Back in the day, prescriptivists were deadly serious about
stamping/stomping out the splitting of infinitives. From the fourth
grade, when I first discovered that the proper name of my native
language was "Ang-lish" and not "Merican," to my graduation from high
school in 1954, I saw and heard probably tens, if not hundreds, of
thousands of real and made-up examples of split infinitives, but never
a single example of "to not" nor did I ever hear or read "to not" till
"here of late," as we say in East Texas. So, I really do find it to
odd be quite, irregardless of how ordinary it may seem to others.

-Wilson

On 1/29/08, Laurence Horn wrote:
> ---------------------- Information from the mail header -----------------------
> Sender: American Dialect Society
> Poster: Laurence Horn
> Subject: Re: *Lush* life > *luxe* life?

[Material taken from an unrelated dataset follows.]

PR #2160, opened 2024-02-08
Add accessibility support note about aria-busy to all rules with accessibility tree as input aspect

### LINKED ISSUE #2140: Should rules have an assumption about aria-busy?
This comes from an [ARIA review](https://github.com/w3c/aria/discussions/1850#discussioncomment-4309802)

We currently only have one rule that has an exception for aria-busy. I think for that rule it is a reasonable thing to have. I'm less sure about other rules, it seems unlikely that aria-busy is going to resolve issues such as invalid roles, or missing text alternatives. Even if not, should rules have an assumption that content is loaded?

> -------------------------------------------------------------------------------
>
> At 9:59 PM -0500 1/29/08, Wilson Gray wrote:
> >And tyhat's not even strange. What's strange is something like the
> >shift of the seemingly-immutable word-order of strings like "I decided
> >_not to go_" to "I decided _to not go_," which didn't even have a
> >prescriptive rule against it, in my lost youth. This is not to say
> >that there's a prescriptive rule against it these days. I don't know.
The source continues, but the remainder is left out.